PR #472, opened 2026-06-04
cogni-knowledge: honest pdf_render_unavailable reason for saved-but-unrenderable PDFs

### LINKED ISSUE #458: [Bug] cogni-knowledge: source-curator drops text-layer PDFs as pdf_extraction_failed when poppler is absent
**Plugin:** cogni-knowledge v0.1.65
**Marketplace:** insight-wave
**Environment:** macOS (Darwin 25.4.0) / Claude Code

### What happened
During `knowledge-curate`, every PDF candidate was recorded as
`fetch.status: unavailable` with `reason: pdf_extraction_failed`. The
`source-curator` PDF branch (agents/source-curator.md §"PDF branch") relies on the
Read tool transcribing the WebFetch-saved PDF via vision, but the Read tool's PDF
rendering requires `pdftoppm` (poppler-utils). On a host without poppler — and where
Homebrew is also absent, so `brew install poppler` is not even available — the branch
fails for ALL PDFs, including plain text-layer PDFs that need no rasterization/OCR.

Three high-value EU authority PDFs were wrongly dropped in a real run:
- ENISA Managed Security Services Market Analysis (June 2025)
- EC Cloud Sovereignty Framework v1.2.1 (Oct 2025)
- European Parliament ITRE briefing (European software & cyber dependencies)

All three were recoverable: `pip install pdfminer.six` + `pdfminer.high_level.extract_text`
pulled clean text from each (ENISA ~14k words) with no poppler involved.

### Expected behavior
Text-layer PDFs should be extracted without poppler. The PDF branch should fall back to
a pure-Python text extractor (e.g. pdfminer.six / pypdf) before recording
`pdf_extraction_failed`. Only genuinely image-only PDFs (no text layer) should fall
through to `pdf_extraction_failed` (which is correctly non-cobrowse-eligible).

### Steps to reproduce
1. On a host without poppler/pdftoppm installed.
2. Run `knowledge-plan` -> `knowledge-curate` on a topic whose authority sources include
   institutional PDFs (e.g. ENISA reports).
3. Observe every `.pdf` (and PDF-by-content-type) candidate recorded as
   `fetch.status: unavailable`, `reason: pdf_extraction_failed`.

### Error output / logs
```
pdftoppm is not installed. Install poppler-utils (e.g. `brew install poppler`
or `apt-get install poppler-utils`) to enable PDF page rendering.
```
(Returned by the Read tool when handed the WebFetch-saved PDF; the curator then
records `pdf_extraction_failed`.)

### Additional context
- Two issues compound: (1) the only PDF path is poppler-dependent, and (2) the curator's
  returned summary attributed the failure to "pdftoppm not available" rather than to the
  missing saved-file/extraction step, which is misleading during triage.
- Suggested fix: add a pure-Python text-extraction fallback in the PDF branch
  (pdfminer.six or pypdf, stdlib-friendly install) ahead of the poppler/vision path, and
  reserve `pdf_extraction_failed` for PDFs with no recoverable text layer.
- A `pdf_extraction_failed` miss is marked `cobrowse_eligible: false`, so without this
  fallback these sources are terminally lost on poppler-less hosts even though their text
  is trivially extractable.

sdh07:
Closes #458.

## Summary

The `source-curator` PDF branch collapsed **two distinct failures** into one terminal `pdf_extraction_failed` (`cobrowse_eligible: false`, dropped forever):

1. WebFetch surfaced **no saved-file path** (the EUR-Lex ELI/landing case — a summary, not the PDF binary). Read was never reached. *This is genuinely terminal.*
2. A file **was** saved, but the **Read tool couldn't render it** in this runtime. *This is environmental, not URL-fatal.*

Case (2) was mislabeled as `pdf_extraction_failed` and blamed on `pdftoppm`/poppler in the agent's summary. But **poppler is the Read tool's own page→image rasterization dependency — it appears nowhere in cogni-knowledge** (`grep -rni poppler cogni-knowledge/` → zero hits). It is not ours to work around.

## Approach — curator-side honesty, not local extraction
--------
TASK PROMPT — I need exact copies of the lines from the one holding "returned summary attributed" through the end of the records above, and nothing beyond them.

OUTPUT OF THE EXERCISE —
  returned summary attributed the failure to "pdftoppm not available" rather than to the
  missing saved-file/extraction step, which is misleading during triage.
- Suggested fix: add a pure-Python text-extraction fallback in the PDF branch
  (pdfminer.six or pypdf, stdlib-friendly install) ahead of the poppler/vision path, and
  reserve `pdf_extraction_failed` for PDFs with no recoverable text layer.
- A `pdf_extraction_failed` miss is marked `cobrowse_eligible: false`, so without this
  fallback these sources are terminally lost on poppler-less hosts even though their text
  is trivially extractable.

sdh07:
Closes #458.

## Summary

The `source-curator` PDF branch collapsed **two distinct failures** into one terminal `pdf_extraction_failed` (`cobrowse_eligible: false`, dropped forever):

1. WebFetch surfaced **no saved-file path** (the EUR-Lex ELI/landing case — a summary, not the PDF binary). Read was never reached. *This is genuinely terminal.*
2. A file **was** saved, but the **Read tool couldn't render it** in this runtime. *This is environmental, not URL-fatal.*

Case (2) was mislabeled as `pdf_extraction_failed` and blamed on `pdftoppm`/poppler in the agent's summary. But **poppler is the Read tool's own page→image rasterization dependency — it appears nowhere in cogni-knowledge** (`grep -rni poppler cogni-knowledge/` → zero hits). It is not ours to work around.

## Approach — curator-side honesty, not local extraction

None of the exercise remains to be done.